Effective Bi-Layer Model Hamiltonian and Density-Matrix Renormalization Group Study for the High-T_c Superconductivity in La₃Ni₂O₇ under High Pressure

The successfully synthesized infinite-layer nickelate superconductors^[1–7] have provided another platform for research of the microscopic origin of unconventional superconductivity. Similar to high-T_c cuprates, the infinite-layer nickelates with nominal Ni⁺ (3d⁹) cations contain 3d_x²–y² orbital degrees of freedom on a quasi-two-dimensional Ni–O square lattice.^[8,9] However, the electronic states of oxygen 2p orbitals are far below the Fermi level and have a much reduced 3d–2p mixing due to the larger separation of their on-site energies, and their low-energy electronic structures are more likely to fall into the Mott–Hubbard than the charge-transfer regime with a super-exchange energy being at least an order of magnitude smaller than in cuprates.^[10] As a consequence, the parent infinite-layer nickelates may be modeled as a self-doped Mott insulator with two types of charge carriers, and the low-temperature upturn of the electric resistivity^[1,11] arises from the magnetic spin scattering between low-density conduction electrons from the rare earths and localized Ni-3d_x²–y² magnetic moments.^[12,13] Upon Sr doping, the superconducting T_c is just around 9–15 K in the Nd_0.8Sr_0.2NiO₂ thin films,^[1] and the maximum T_c of 31 K has been achieved in Pr_0.82Sr_0.18NiO₂ films under high pressure.^[14] So far, no bulk crystals can be synthesized and show superconductivity.

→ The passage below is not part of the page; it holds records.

PR #2143, opened 2015-03-14
Fix #2091

### LINKED ISSUE #2091: [Bug][Companion 2.0.15]Various bug on model wizzard
Model wizzard allows only to select Channel 1 to 8 on Taranis even if Channel 1 to 32 are available.

bugwizard3

On "Tail" window, when Channel 1 to 8 are used for other control, the dropdown propose only Channel 1 and "Next" button has no effect (only "Prev" or "Cancel" buttons have an effect)

bugwizard1

griebd:
Just added a message on tail page if there is only one channel left to use. Nothing else changed.

Next branch has the same problem as master, but by looking at the wizard code I think we should think about some bigger changes for next. To start with, all pages are validated when "next" button is pressed and there is no error message on problems, it simple does nothing...

### DIFF
--- a/companion/src/wizarddialog.cpp
+++ b/companion/src/wizarddialog.cpp
@@ -1,6 +1,6 @@
 /*
  * Author - Kjell Kernen
- * 
+ *
  * This program is free software; you can redistribute it and/or modify
  * it under the terms of the GNU General Public License version 2 as
  * published by the Free Software Foundation.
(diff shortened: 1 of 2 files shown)


companion/src/wizarddialog.cpp
```diff
@@ -181,6 +181,16 @@ int StandardPage::nextFreeChannel(int channel)
   return -1;
 }
 
+int StandardPage::totalChannelsAvailable()
+{
+  int c = 0;
+  for(int i=0; i<WIZ_MAX_CHANNELS; i++)
```
bsongis: Cosmetics, but it's better to add { here

PR #2151, opened 2015-03-18
Factory reset function (manual EEPROM format)

kilrah:
To be discussed for inclusion.
Did it mostly for myself for testing, but we did have some people request a way to reset their radio to factory defaults in the past.

Basically, the question is "do we trust users to understand they're erasing everything"...


radio/src/eeprom_rlc.cpp
```diff
@@ -1016,6 +1016,21 @@ void eeLoadModel(uint8_t id)
   }
 }
 
+void eeErase(bool warn)
```
bsongis: Not too much falsh added on stock 9X?

radio/src/translations/en.h.txt
```diff
@@ -925,6 +925,8 @@
 #define TR_INPUTS              "Inputs"
 #define TR_OUTPUTS             "Outputs"
 #define TR_EEBACKUP            "\004[ENTER Long] to backup the EEPROM"
+#define TR_FACTORYRESET        "\012[MENU Long]: Factory reset"
```
bsongis: I would see a contextual menu + a confirmation, no?

bsongis:
Yes I think it's a needed feature, at least until the EEPROM format v217 is in stone

radio/src/translations/en.h.txt
kilrah: See line just below :)

radio/src/eeprom_rlc.cpp
kilrah: Didn't check yet. Figured it would add "a few bytes"...

kilrah: It actually saves 2 bytes on my compiler version!

radio/src/translations/en.h.txt
bsongis: Yes the confirmation is there, but not a contextual menu. I am not sure what is best. Perhaps it's good to keep this as it is, but if we have a new entry to add, we put everything in a menu.

kilrah: Oh that, OK. Yes until something else is needed...

bsongis:
Perhaps we add an option in companion, I already introduced something like this for the Bind / Range Check in the special functions.

bsongis:
Ok go, if somebody is not happy we will add a Makefile option

PR #2166, opened 2015-03-24
Fix to allow Companion to compile on Windows using Cygwin (posix) Issue 2164

jtaylor2:


bsongis:
Perfect, thanks!
If you have time, would you update the wiki for this compilation method?

PR #2167, opened 2015-03-25
Bsongis/telemetry totalize

kilrah:
Should be quite good now...


bsongis:
Perhaps the tts script as well? At least french :)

Recently, it has been reported that the superconductivity with possible T_c ≈ 80 K is observed in the single crystal of La₃Ni₂O₇ with pressure between 14.0 and 43.5 GPa using high-pressure resistance and mutual inductive magnetic susceptibility measurements.^[15] Density functional theory (DFT) calculations for the two nearest intra-layer Ni cations in a bilayer Ruddlesden–Popper (RP) phase^[15,16] have suggested that both the 3d_x²–y² and 3d_z² orbitals of Ni cations strongly mix with oxygen 2p orbitals. The 3d_z² orbitals via the apical oxygen usually have a large inter-layer coupling due to the quantum confinement of the NiO₂ bilayer in the structure, and the resulting energy splitting of Ni cations can dramatically change the distribution of the averaged valence state of Ni^2.5+. The numerical results further indicated that the superconductivity emerges coincidently with the metallization of the σ-bonding bands under the Fermi level, consisting of the 3d_z² orbitals with the apical oxygen connecting Ni–O bilayers.^[17,18] These distinct features are important clues for the high-T_c superconductivity in this RP double-layered perovskite nickelates, which are different from the infinite-layer nickelate superconductors.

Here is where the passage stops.